While I was happily rejuvenating the geek in me by writing scripts, I still wondered why there were not more GUIs to help using the simulations capabilities of R. Or taking the problem the other way around:  why do people bother to implement the computing and statistical layers in end-user software? They could just concentrate on the user experience, and re-use R packages in the background. If those packages are not powerful, flexible or versatile enough, they could contribute to their development, and make the world better. Yes, the simulations in R are maybe a bit slower that the equivalent methods implemented in a dedicated software written in C. But the slower part in a simulation task often comes from the choice of the wrong numerical solver for the task at hand, or even from the dialogue between solver and GUI (I recently used a tool where I could *see* the curves being drawn when simulating the model of Tyson 1991 (BIOMD0000000005), while any decent simulator should provide the results instantly). Moreover, entire domains of research use MatLab (physics, engineering …). The argument of optimisation does not hold long. First, if we want perfect optimisation we should write directly assembly code, and second, how computational biologists can believe they are better at coding simulation tools than people who did that in physics for the last 50 years or so?

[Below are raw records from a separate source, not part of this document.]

PR #789, opened 2026-06-15
hal/armv7r/zynqmp: watchdog handler (ZynqMP RPU)

kber-ps:
## Description
This PR introduces Watchdog handlers for ZynqMP RPU

- LPD (low power domain) SWDT (Software watchdog) 
- LPD bus clock with 512 scaler used for watchdog counter
- `hal_wdgReload` is now defined
- `platformctl`: `pctl_wdg_reload` and `pctl_wdg_enable` (set new reload value, 
enable/disable respectively) are now defined

## Motivation and Context
The ZynqMP RPU targets critical application in UAV domain. By default it is configured 
to  run in lock-step. Watchdog support is required for this kind of application.s

## Types of changes

## How Has This Been Tested?
- [X] Tested by hand on: (list targets here).

## Checklist:

## Special treatment

### DIFF
--- a/hal/armv7r/zynqmp/zynqmp.c
+++ b/hal/armv7r/zynqmp/zynqmp.c
@@ -5,8 +5,8 @@
  *
  * ZynqMP internal peripheral control functions
  *
- * Copyright 2025 Phoenix Systems
- * Author: Jacek Maksymowicz
+ * Copyright 2025, 2026 Phoenix Systems
+ * Author: Jacek Maksymowicz, Kamil Ber
  *
  * This file is part of Phoenix-RTOS.
  *
@@ -17,18 +17,29 @@
 #include "hal/hal.h"
 #include "hal/armv7r/armv7r.h"
 #include "hal/spinlock.h"
+#include "include/errno.h"
 #include "include/arch/armv7r/zynqmp/zynqmp.h"
 #include "zynqmp.h"
 
 #include "hal/armv7r/halsyspage.h"
 #include "zynqmp_regs.h"
 
+#include <board_config.h>
+
 #define IOU_SLCR_BASE_ADDRESS 0xff180000U
 #define APU_BASE_ADDRESS      0xfd5c0000U
 #define CRF_APB_BASE_ADDRESS  0xfd1a0000U
 #define CRL_APB_BASE_ADDRESS  0xff5e0000U
 #define PMU_GLOBAL_MODULE     0xffd80000U
+#define SWDT_LPD_MODULE       0xff150000U
 
+#if defined(WATCHDOG)
+#if !defined(WATCHDOG_TIMEOUT)
+#error "WATCHDOG_TIMEOUT not defined!"
+#elif (WATCHDOG_TIMEOUT > 0xFFFU)
+#error "Watchdog timeout out of bounds!"
+#endif
+#endif
 
 /* PLO entrypoint */
 /* parasoft-suppress-next-line MISRAC2012-RULE_8_6 "Definition in assembly code" */
@@ -39,6 +50,7 @@ static struct {
 	volatile u32 *crf_apb;
 	volatile u32 *crl_apb;
 	volatile u32 *pmu_glb;
+	volatile u32 *swdt_lpd;
 	spinlock_t pltctlSp;
 } zynq_common;
 
@@ -423,9 +435,9 @@ __attribute__((noreturn)) void hal_cpuReboot(void)
 }
 
 
-/* TODO */
 void hal_wdgReload(void)
 {
+	*(zynq_common.swdt_lpd + swdt_lpd_restart) = SWDT_RESTART_RKEY;
 }
 
 
@@ -489,6 +501,40 @@ int hal_platformctl(void *ptr)
 			}
 			break;
 
+		case pctl_wdg_config:
+			/* If watchdog support is not enabled (WATCHDOG not defined) this will take no effects */
+			ret = 0;
+			if ((data->action == pctl_set) && (data->wdg_config.reload >= 0x0U) && (data->wdg_config.reload <= 0xFFFU)) {
+				*(zynq_common.swdt_lpd + swdt_lpd_control) = (SWDT_CONTROL_CKEY | (data->wdg_config.reload << SWDT_CONTROL_CRV_BIT) | SWDT_CONTROL_CLKSEL);
+				*(zynq_common.swdt_lpd + swdt_lpd_restart) = SWDT_RESTART_RKEY;
+			}
+			else if (data->action == pctl_get) {
+				data->wdg_config.reload = (unsigned int)((*(zynq_common.swdt_lpd + swdt_lpd_control) >> SWDT_CONTROL_CRV_BIT) & 0xFFFU);
+			}
+			else {
+				ret = -EINVAL;
+			}
+			break;
+
+		case pctl_wdg_enable:
+			/* If watchdog support is not enabled (WATCHDOG not defined) this will take no effects */
+			ret = 0;
+			if ((data->action == pctl_set) && (data->wdg_enable.enable == 1U)) {
+				*(zynq_common.swdt_lpd + swdt_lpd_restart) = SWDT_RESTART_RKEY;
+				*(zynq_common.swdt_lpd + swdt_lpd_mode) = (SWDT_MODE_ZKEY | SWDT_MODE_RSTLN | SWDT_MODE_RSTEN | SWDT_MODE_WDEN);
+			}
+			else if ((data->action == pctl_set) && (data->wdg_enable.enable == 0U)) {
+				*(zynq_common.swdt_lpd + swdt_lpd_restart) = SWDT_RESTART_RKEY;
+				*(zynq_common.swdt_lpd + swdt_lpd_mode) = (SWDT_MODE_ZKEY);
+			}
+			else if (data->action == pctl_get) {
+				data->wdg_enable.enable = (*(zynq_common.swdt_lpd + swdt_lpd_mode) & SWDT_MODE_WDEN) != 0U ? 1 : 0;
+			}
+			else {
+				ret = -EINVAL;
+			}
+			break;
+
 		default:
 			/* Error by default */
 			break;
@@ -507,7 +553,48 @@ void _hal_platformInit(void)
 	zynq_common.crf_apb = (void *)CRF_APB_BASE_ADDRESS;
 	zynq_common.crl_apb = (void *)CRL_APB_BASE_ADDRESS;
 	zynq_common.pmu_glb = (void *)PMU_GLOBAL_MODULE;
+	zynq_common.swdt_lpd = (void *)SWDT_LPD_MODULE;
+
+	/* On ZynqMP platform, the hardware error handler is triggered on PMU_ERR_STATUS bits which
+	 * are only clear on external POR or by writing to this register (WTC). It means that after
+	 * software reset, status bits are preserved and hence a new reset would be triggered again
+	 * effectively leading to boot-loop. To avoid that, the error status bits should be cleared.
+	 * Here, we assume that this clear operation is performed in plo during the reboot reason
+	 * investigation.
+	 */
+
+	/* Enable reset on RPU lockstep errors */
 	_zynqmp_setSysErrHandler(PMU_ERR_RPU_LS, system_reset, 1);
+
+	/* Disable Watchdog */
+	/* Xilinx UG1085: unlocking/key values for registers:
+	 * mode: 0xabc
+	 * control: 0x248
+	 * restart: 0x1999
+	 *
+	 * Here both mode and control registers are reset after power on
+	 * or after watchdog timeout triggered reset. the control reset is specified
+	 * in the UG: "Note: If a restart signal is received the prescaler should be reset.
+	 */
+	(void)_zynq_setDevRst(pctl_devreset_lpd_swdt, 0);
+	*(zynq_common.swdt_lpd + swdt_lpd_mode) = (SWDT_MODE_ZKEY);
+	*(zynq_common.swdt_lpd + swdt_lpd_control) = (SWDT_CONTROL_CKEY | (0xFFFU << SWDT_CONTROL_CRV_BIT) | SWDT_CONTROL_CLKSEL);
+
+#if defined(WATCHDOG)
+	/* set cotnrol: LPD_LSBUS_CLK scaler = 512 (gives reload value from ~20ms to 85s for 100MHz LPD_LSBUS_CLK)*/
+	*(zynq_common.swdt_lpd + swdt_lpd_control) = (SWDT_CONTROL_CKEY | ((WATCHDOG_TIMEOUT & 0xFFFU) << SWDT_CONTROL_CRV_BIT) | SWDT_CONTROL_CLKSEL);
+
+	/* reload */
+	*(zynq_common.swdt_lpd + swdt_lpd_restart) = SWDT_RESTART_RKEY;
+
+	/* enable watchdog: no irq, reset enabled (32 clock cycles pulse) */
+	*(zynq_common.swdt_lpd + swdt_lpd_mode) = (SWDT_MODE_ZKEY | SWDT_MODE_RSTLN | SWDT_MODE_RSTEN | SWDT_MODE_WDEN);
+
+	/* By default the PMU error handler is disabled and resets generated by SWDT are ignored */
+
+	/* Enable reset on LPD SWDT  */
+	_zynqmp_setSysErrHandler(PMU_ERR_LPD_SWDT, system_reset, 1);
+#endif
 }
 
 
--- a/hal/armv7r/zynqmp/zynqmp_regs.h
+++ b/hal/armv7r/zynqmp/zynqmp_regs.h
@@ -245,5 +245,12 @@ enum {
 	pmu_glb_error_en_2
 };
 
+enum {
+	swdt_lpd_mode = 0x00,
+	swdt_lpd_control,
+	swdt_lpd_restart,
+	swdt_lpd_status
+};
+
 
 #endif /* _PH_ZYNQMP_REGS_H_ */
--- a/include/arch/armv7r/zynqmp/zynqmp.h
+++ b/include/arch/armv7r/zynqmp/zynqmp.h
@@ -5,8 +5,8 @@
  *
  * ZynqMP basic peripherals control functions
  *
- * Copyright 2021, 2024 Phoenix Systems
- * Author: Hubert Buczynski, Jacek Maksymowicz
+ * Copyright 2021, 2024, 2026 Phoenix Systems
+ * Author: Hubert Buczynski, Jacek Maksymowicz, Kamil Ber
  *
  * This file is part of Phoenix-RTOS.
  *
@@ -44,6 +44,18 @@
 #define PMU_ERR_PL       ((0xFUL << 2) + PMU_ERR_SECOND_SET)
 #define PMU_ERR_PLL_LOCK ((0x1FUL << 8) + PMU_ERR_SECOND_SET)
 #define PMU_ERR_CSU      ((0x1UL << 16) + PMU_ERR_SECOND_SET)
+
+#define SWDT_ZKEY            (0xABCU)
+#define SWDT_CKEY            (0x248U)
+#define SWDT_RKEY            (0x1999U)
+#define SWDT_MODE_ZKEY       (SWDT_ZKEY << 12)
+#define SWDT_MODE_WDEN       (0x1U)
+#define SWDT_MODE_RSTEN      (0x1U << 1)
+#define SWDT_MODE_RSTLN      (0x4U << 4) /* reset len = 4 -> 32 clock cycles*/
+#define SWDT_CONTROL_CKEY    (SWDT_CKEY << 14)
+#define SWDT_CONTROL_CRV_BIT (2)
+#define SWDT_CONTROL_CLKSEL  (0x2U) /* LPD_LSBUS_CLK/512 */
+#define SWDT_RESTART_RKEY    (SWDT_RKEY)
 
 
 /* clang-format off */
@@ -145,7 +157,7 @@ enum {
 typedef struct {
 	/* clang-format off */
 	enum { pctl_set = 0, pctl_get } action;
-	enum { pctl_devclock = 0, pctl_mioclock, pctl_mio, pctl_devreset, pctl_reboot } type;
+	enum { pctl_devclock = 0, pctl_mioclock, pctl_mio, pctl_devreset, pctl_reboot, pctl_wdg_config, pctl_wdg_enable } type;
 	/* clang-format on */
 	union {
 		struct {
@@ -174,6 +186,14 @@ typedef struct {
 			__u32 magic;
 			__u32 reason;
 		} reboot;
+
+		struct {
+			__u32 reload;
+		} wdg_config;
+
+		struct {
+			__u8 enable;
+		} wdg_enable;
 	};
 } __attribute__((packed)) platformctl_t;
 


hal/armv7r/zynqmp/zynqmp_regs.h
```diff
@@ -245,5 +245,12 @@ enum {
 	pmu_glb_error_en_2
 };
 
+enum {
+	swdt_lpd_mode = 0x00,
+	swdt_lpd_control,
+	swdt_lpd_restart,
+	swdt_lpd_status
```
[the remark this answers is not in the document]
kber-ps: image

image

include/arch/armv7r/zynqmp/zynqmp.h
```diff
@@ -45,6 +45,18 @@
 #define PMU_ERR_PLL_LOCK ((0x1FUL << 8) + PMU_ERR_SECOND_SET)
 #define PMU_ERR_CSU      ((0x1UL << 16) + PMU_ERR_SECOND_SET)
 
+#define SWDT_ZKEY            (0xABCU)
+#define SWDT_CKEY            (0x248U)
+#define SWDT_RKEY            (0x1999U)
+#define SWDT_MODE_ZKEY       (SWDT_ZKEY << 12)
+#define SWDT_MODE_WDEN       (0x1U)
+#define SWDT_MODE_RSTEN      (0x1U << 1)
+#define SWDT_MODE_RSTLN      (0x4U << 4) /* reset len = 4 -> 32 clock cycles*/
```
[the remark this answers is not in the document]
kber-ps: image

include/arch/armv7r/zynqmp/zynqmp.h
```diff
@@ -174,6 +186,14 @@ typedef struct {
...
 			__u32 reason;
 		} reboot;
+
+		struct {
+			__u32 reload;
+		} wdg_reload;
+
+		struct {
+			__u8 enable;
+		} wdg_enable;
```
julianuziemblo, line 196: nitpick: I could be wrong on this, but wouldn't it be clearer to do something like this:

```c
union {
    __u32 reload;
    __u8 enable;
} wdg;
```

Then again, all the other options have corresponding structures (except for `mioclock` which I guess belongs to `mio` structure?)...

hal/armv7r/zynqmp/zynqmp.c
```diff
@@ -489,6 +500,42 @@ int hal_platformctl(void *ptr)
 			}
 			break;
 
+		case pctl_wdg_reload:
+			/* If watchdog is not enabled this will take no effects*/
+			if ((data->action == pctl_set) && (data->wdg_reload.reload >= 0x000FFFU) && (data->wdg_reload.reload <= 0xFFFFFFU)) {
```
julianuziemblo: returning -EINVAL in case the latter 2 conditions are wrong could be more informative to the user

hal/armv7r/zynqmp/zynqmp.c
```diff
@@ -489,6 +500,42 @@ int hal_platformctl(void *ptr)
...
+				*(zynq_common.swdt_lpd + swdt_lpd_control) = (SWDT_CONTROL_CKEY | ((data->wdg_reload.reload >> 12) & 0xFFFU) << SWDT_CONTROL_CRV_BIT | SWDT_CONTROL_CLKSEL);
```
julianuziemblo: nitpick: add parenthesis over `((data->wdg_reload.reload >> 12) & 0xFFFU) << SWDT_CONTROL_CRV_BIT`

hal/armv7r/zynqmp/zynqmp.c
```diff
@@ -489,6 +500,39 @@ int hal_platformctl(void *ptr)
...
+
+		case pctl_wdg_enable:
+			if ((data->action == pctl_set) && (data->wdg_enable.enable == 1)) {
+				*(zynq_common.swdt_lpd + swdt_lpd_restart) = SWDT_RESTART_RKEY;
+				*(zynq_common.swdt_lpd + swdt_lpd_mode) = (SWDT_MODE_ZKEY | SWDT_MODE_RSTLN | SWDT_MODE_RSTEN | SWDT_MODE_WDEN);
+			}
+			else if ((data->action == pctl_set) && (data->wdg_enable.enable == 0)) {
+				*(zynq_common.swdt_lpd + swdt_lpd_restart) = SWDT_RESTART_RKEY;
+				*(zynq_common.swdt_lpd + swdt_lpd_mode) = (SWDT_MODE_ZKEY);
+			}
```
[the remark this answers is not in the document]
kber-ps: Fixed in new version

kber-ps:
Short summary of manual test performed on the ZCU104 board:

In the default configuration, watchdog timeout is set to ~85 seconds. 

* Watchdog is not active in plo:
Screenshot from 2026-07-08 20-50-33

* Watchdog is active in phoenix-rtos, resets are properly triggered:
Screenshot from 2026-07-08 21-30-42

* `wdgreload` syscall properly refreshes watchdog counter
Screenshot from 2026-07-08 21-36-39

* reload/enable platformctl effects:
Screenshot from 2026-07-08 21-37-18

Here, watchdog has been re-configured for 10s timout, after reset the reset reason is also properly 
populated in plo and then passed on to kernel.

include/arch/armv7r/zynqmp/zynqmp.h
kber-ps: I wanted to keep the enable and reload action separated. Now I realized that this is not reload but rather configuration, for reload we have the dedicated syscall. 

Unions/structure I'm leaving as is, but I'm changing the name of the platformctl action.

hal/armv7r/zynqmp/zynqmp.c
kber-ps: Done in new version

hal/armv7r/zynqmp/zynqmp.c
kber-ps: Done, thanks

hal/armv7r/zynqmp/zynqmp.c
```diff
@@ -5,8 +5,8 @@
  *
  * ZynqMP internal peripheral control functions
  *
- * Copyright 2025 Phoenix Systems
- * Author: Jacek Maksymowicz
+ * Copyright 2026 Phoenix Systems
```
agkaminski:
```suggestion
 * Copyright 2025, 2026 Phoenix Systems
```

hal/armv7r/zynqmp/zynqmp.c
```diff
@@ -489,6 +501,43 @@ int hal_platformctl(void *ptr)
...
+				*(zynq_common.swdt_lpd + swdt_lpd_control) = (SWDT_CONTROL_CKEY | (((data->wdg_reload.reload >> 12U) & 0xFFFU) << SWDT_CONTROL_CRV_BIT) | SWDT_CONTROL_CLKSEL);
+				*(zynq_common.swdt_lpd + swdt_lpd_restart) = SWDT_RESTART_RKEY;
+				ret = 0;
+			}
+			else if (data->action == pctl_get) {
+				data->wdg_reload.reload = (unsigned int)((((*(zynq_common.swdt_lpd + swdt_lpd_control) >> SWDT_CONTROL_CRV_BIT) & 0xFFFU) << 12U) | 0xFFFU);
+				ret = 0;
+			}
+			else {
+				ret = -EINVAL;
```
agkaminski, line 515: Consider replacing default `ret` value with `0` instead and putting `ret = 0` everywhere. Right now the new code is inconsistent with the old one

hal/armv7r/zynqmp/zynqmp.c
```diff
@@ -489,6 +501,43 @@ int hal_platformctl(void *ptr)
...
+			}
+			break;
+
+		case pctl_wdg_enable:
+			/* If watchdog is not enabled this will take no effects*/
```
agkaminski: Enable will take no effect if not already enabled?

include/arch/armv7r/zynqmp/zynqmp.h
agkaminski, line 196: I am not a fan of that - watchdog, to be effective should be enabled as early as possible (best if enabled by bootrom, even before user, i.e. our, code starts). IMHO if wachdog is enabled in the build config it should be enabled ASAP by plo.

include/arch/armv7r/zynqmp/zynqmp.h
```diff
@@ -174,6 +186,14 @@ typedef struct {
 			__u32 magic;
 			__u32 reason;
 		} reboot;
+
+		struct {
+			__u32 reload;
+		} wdg_reload;
```
agkaminski: Structure name is inconsistent with the action

include/arch/armv7r/zynqmp/zynqmp.h
kber-ps: I do not agree. Enabling watchdog in bootloader is not the best idea, especially if in fact it does not provide userspace as it was never designed for this. 

I looked into other implementation of watchdog in our kernel and it seems the the general consensus was to provide a user space action, i.e. syscall for refreshing (BTW it would be also better name that the established in our codebase reload)  - hence it's user space responsibility for managing it. 

By default WATCHDOG param is not defined and therefore watchdog support is not enabled - and by that I mean, the watchdog reset action at hardware level is never enabled. This action is only configured in the `_hal_platformInit()` - this line to be exact:
```
	_zynqmp_setSysErrHandler(PMU_ERR_LPD_SWDT, system_reset, 1);
``` 

To summarize, watchdog support is enabled only when WATCHDOG 
param is defined. Without it the reset action is not enabled. 

To limit the lines of so-called dead code (see DO-178) I decided to not add the `#ifdef` blocks to `platformCtl` handlers.

include/arch/armv7r/zynqmp/zynqmp.h
kber-ps: Fixed in new version

hal/armv7r/zynqmp/zynqmp.c
kber-ps: OK, i'm updating it, but please note I've only added the watchdog related cases so the structure has been defined in the `old` code co I will not agree entirely that the change is not consistent with the old code.

hal/armv7r/zynqmp/zynqmp.c
kber-ps: I updated the comment so it now better describes the situation - my intention was to refer to the watchdog support which is enabled with WATCHDOG define

include/arch/armv7r/zynqmp/zynqmp.h
```diff
@@ -45,6 +45,15 @@
 #define PMU_ERR_PLL_LOCK ((0x1FUL << 8) + PMU_ERR_SECOND_SET)
 #define PMU_ERR_CSU      ((0x1UL << 16) + PMU_ERR_SECOND_SET)
 
+#define SWDT_MODE_ZKEY       (0xABCU << 12)
```
rmikielis: acc. to our coding convention (MISRA recom.) - "When shifting unsigned constants by more than 7 bits the UL suffix should be used"

include/arch/armv7r/zynqmp/zynqmp.h
```diff
@@ -45,6 +45,15 @@
...
+#define SWDT_MODE_WDEN       (0x1U)
+#define SWDT_MODE_RSTEN      (0x1U << 1)
+#define SWDT_MODE_RSTLN      (0x4U << 4)    /* reset len = 4 -> 32 clock cycles*/
+#define SWDT_CONTROL_CKEY    (0x248U << 12)
```
rmikielis: Isn't shift for control key 14 bits?

hal/armv7r/zynqmp/zynqmp.c
```diff
@@ -507,7 +520,35 @@ void _hal_platformInit(void)
...
+	 * or after watchdog timeout triggered reset. the control reset is specified
+	 * in the UG: "Note: If a restart signal is received the prescaler should be reset."
+	 */
+	*(zynq_common.swdt_lpd + swdt_lpd_mode) = (SWDT_MODE_ZKEY);
+	*(zynq_common.swdt_lpd + swdt_lpd_control) = (SWDT_CONTROL_CKEY | 0xFFF << SWDT_CONTROL_CRV_BIT);
+
+	#if defined(WATCHDOG)
+
+	/* set cotnrol: LPD_LSBUS_CLK scaler = 512 (gives reload value from ~20ms to 85s fro 100MHz LPD_LSBUS_CLK)*/
+	*(zynq_common.swdt_lpd + swdt_lpd_control) = (SWDT_CONTROL_CKEY | ((WATCHDOG_TIMEOUT >> 12) & 0xFFF) << SWDT_CONTROL_CRV_BIT | SWDT_CONTROL_CLKSEL );
```
rmikielis: nit: I wonder if we can't make from `((WATCHDOG_TIMEOUT >> 12) & 0xFFF) << SWDT_CONTROL_CRV_BIT` another macro, pasting it in source code is hard to read

hal/armv7r/zynqmp/zynqmp.c
```diff
@@ -507,7 +520,35 @@ void _hal_platformInit(void)
 	zynq_common.crf_apb = (void *)CRF_APB_BASE_ADDRESS;
 	zynq_common.crl_apb = (void *)CRL_APB_BASE_ADDRESS;
 	zynq_common.pmu_glb = (void *)PMU_GLOBAL_MODULE;
+	zynq_common.swdt_lpd = (void *)SWDT_LPD_MODULE;
 	_zynqmp_setSysErrHandler(PMU_ERR_RPU_LS, system_reset, 1);
+
+
+	/* Disable Watchdog */
```
rmikielis, line 569: I wonder if we want to do this all in `_hal_platforminit()`. If we have `_zynqmp_setSysErrHandler`, maybe adding smth similar for watchdog handler would be more coherent. Just a suggestion.

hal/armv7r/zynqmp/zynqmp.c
PR #791, opened 2026-06-17
proc: add sched_info syscall

adamgreloch:
Pthreads need to validate sched_param->sched_priority values. It'd be best not to hardcode the bounds in libphoenix.

TASK: RTOS-1353

## Types of changes

## How Has This Been Tested?

## Checklist:

## Special treatment

### DIFF
--- a/include/sched.h
+++ b/include/sched.h
@@ -1,0 +1,23 @@
+/*
+ * Phoenix-RTOS
+ *
+ * Operating system kernel
+ *
+ * Scheduler definitions
+ *
+ * Copyright 2026 Phoenix Systems
+ * Authors: Adam Greloch
+ *
+ * SPDX-License-Identifier: BSD-3-Clause
+ */
+
+#ifndef _PH_SCHED_H_
+#define _PH_SCHED_H_
+
+
+#define SCHED_FIFO  0
+#define SCHED_RR    1
+#define SCHED_OTHER 2
+
+
+#endif
--- a/include/sched.h
+++ b/include/sched.h
@@ -14,10 +14,21 @@
 #ifndef _PH_SCHED_H_
 #define _PH_SCHED_H_
 
+#include "types.h"
 
 #define SCHED_FIFO  0
 #define SCHED_RR    1
 #define SCHED_OTHER 2
+
+
+typedef struct {
+	time_t interval;
+	int minPriority;
+	int maxPriority;
+	union {
+		char reserved[32]; /* reserved for policy-specific values */
+	} policy;
+} sched_info_t;
 
 
 #endif
--- a/syscalls.c
+++ b/syscalls.c
@@ -21,6 +21,7 @@
 #include "include/errno.h"
 #include "include/sysinfo.h"
 #include "include/mman.h"
+#include "include/sched.h"
 #include "include/syscalls.h"
 #include "include/threads.h"
 #include "include/utsname.h"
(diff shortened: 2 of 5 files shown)


include/threads.h
```diff
@@ -17,6 +17,14 @@
 #define _PH_THREADS_H_
 
 
+/* Scheduling constants */
+
+
+/* NOTE: lower numerical values represent more critical scheduling priorities */
+#define PH_MAX_PRIO 7 /* least-critical priority */
```
ziemleszcz: I would avoid exposing these constants in the public API and introducing a new `PH_*` naming scheme unless they are required by external applications. For now, they can be moved to the source file.

etiaro:
This API is problematic e.g. when considering changing priorities number, as it requires recompilation of both kernel and userspace programs with new headers to keep compatibility.
Another thing is future-proofing for multiple scheduling policies, etc.
If we really need to fetch this values from kernel now, I would opt for syscall.

adamgreloch:
Good suggestions. I have thus replaced the defines with `sched_info` syscall that will be nice to have anyways once we get into implementing more scheduling policies

syscalls.c
```diff
@@ -375,6 +376,30 @@ int syscalls_priority(u8 *ustack)
...
 
 
+int syscalls_sched_info(u8 *ustack)
+{
+	process_t *proc;
+	int policy;
+	pid_t pid;
+	sched_info_t *info;
+
+	GETFROMSTACK(ustack, pid_t, pid, 0U);
```
ziemleszcz, line 386: How is `pid` used/going to be used by this syscall?

adamgreloch: Parameters for some more advanced policies may potentially differ per process if we ever decide to implement PTHREAD_SCOPE_PROCESS. This is also the API that QNX uses: https://www.qnx.com/developers/docs/8.0/com.qnx.doc.neutrino.lib_ref/topic/s/schedinfo.html

include/sched.h
```diff
@@ -0,0 +1,40 @@
...
+#define _PH_SCHED_H_
+
+#include "types.h"
+
+#define SCHED_FIFO  0
+#define SCHED_RR    1
+#define SCHED_OTHER 2
+
+
+struct sched_param {
```
etiaro: Why is it moved here? I don't see any use inside kernel currently, and it's apparently not a stable API with a TODO inside.

syscalls.c
```diff
@@ -375,6 +376,30 @@ int syscalls_priority(u8 *ustack)
...
+	proc = proc_find(pid);
+	if (proc == NULL) {
+		return -EINVAL;
+	}
+
+	if (vm_mapBelongs(proc_current()->process, info, sizeof(*info)) < 0) {
+		return -EINVAL;
+	}
+
+	return proc_schedInfo(proc, policy, info);
```
etiaro: Missing proc_put

syscalls.c
```diff
@@ -375,6 +376,35 @@
...
+	GETFROMSTACK(ustack, int, policy, 1U);
+	GETFROMSTACK(ustack, sched_info_t *, info, 2U);
+
+	proc = proc_find(pid);
+	if (proc == NULL) {
+		return -EINVAL;
+	}
+
+	if (vm_mapBelongs(proc_current()->process, info, sizeof(*info)) < 0) {
+		proc_put(proc);
```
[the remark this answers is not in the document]
ziemleszcz: Use `(void)`.

syscalls.c
```diff
@@ -375,6 +376,35 @@
...
+		return -EINVAL;
+	}
+
+	err = proc_schedInfo(proc, policy, info);
+
+	proc_put(proc);
```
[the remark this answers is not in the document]
ziemleszcz: Use `(void)`.

syscalls.c
```diff
@@ -375,6 +376,35 @@ int syscalls_priority(u8 *ustack)
 }
 
 
+int syscalls_sched_info(u8 *ustack)
```
ziemleszcz: sched_info -> schedInfo (camelCase) or schedinfo?

ziemleszcz (approved):

etiaro (approved):

PR #284, opened 2025-05-15
ButtonLink: Allow to disable the button

sukhwinder33445:


src/Widget/ButtonLink.php
```diff
@@ -11,4 +11,43 @@ class ButtonLink extends ActionLink
...
+
+    /**
+     * Get whether the button is disabled
+     *
+     * @return bool
+     */
+    public function isDisabled(): bool
+    {
+        return $this->isDisabled;
+    }
```
nilmerg, line 40: I don't like the idea of having a button (link) that is disabled but doesn't have any explanation for this. Since the linked Notifications Web pull request adds a `title` attribute on its own, if it disables the button, I'd suggest to introduce another method: `ButtonLink::disable(string $explanation): static`

asset/css/action-link-and-button-link.less
```diff
@@ -0,0 +1,25 @@
...
+    background: @default-action-button-hover-bg;
+    text-decoration: none;
+  }
+
+  &[disabled] {
+    background: @gray-light;
+    color: @disabled-gray;
+    cursor: not-allowed;
+
+    .user-select(none);
```
nilmerg, line 23: Unreferenced mixin.

nilmerg (changes requested):
```css
// Icinga Web < 2.13

.button-link[aria-disabled="true"]:hover {
  background: none;
}
```

This in compat.less, avoids issues with older Web releases and

nilmerg:
And rebase please. There are new checks in place.

nilmerg (approved):
Looks fine now. Though, in case the button link is opened in a modal, we need https://github.com/Icinga/icingaweb2/pull/5398, otherwise the cursor/title is invisible once clicked and we have an error in the console.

To be honest, the time running simulations is a very small part of the activity for a typical student or post-doc in computational systems biology. Most of the time is spent developing the model, reading and data-mining. And a significant amount of time is spent (wasted?) developing Yet Another Simulation Software. This software is most often suboptimal, undocumented and dies when the main developer moves on. Even when the project is maintained, it is pretty hard to provide versions working on all operating systems, a problem that will grow worse with the emerging smartphone and tablet landscape as proper computing tools.

Several international projects aimed at providing a reusable infrastructure for modeling and simulation in biology. Historical examples are the Systems Biology Workbench (which side effect was the development of SBML, so in a sense that was the most influential software project of the last 15 years in biological modeling), or Bio-SPICE. A modern version is the GARUDA project. I really hope these projects decide to avoid re-inventing the wheel and use existing infrastructures. For all that involves calculations, I think I should be R. Not you?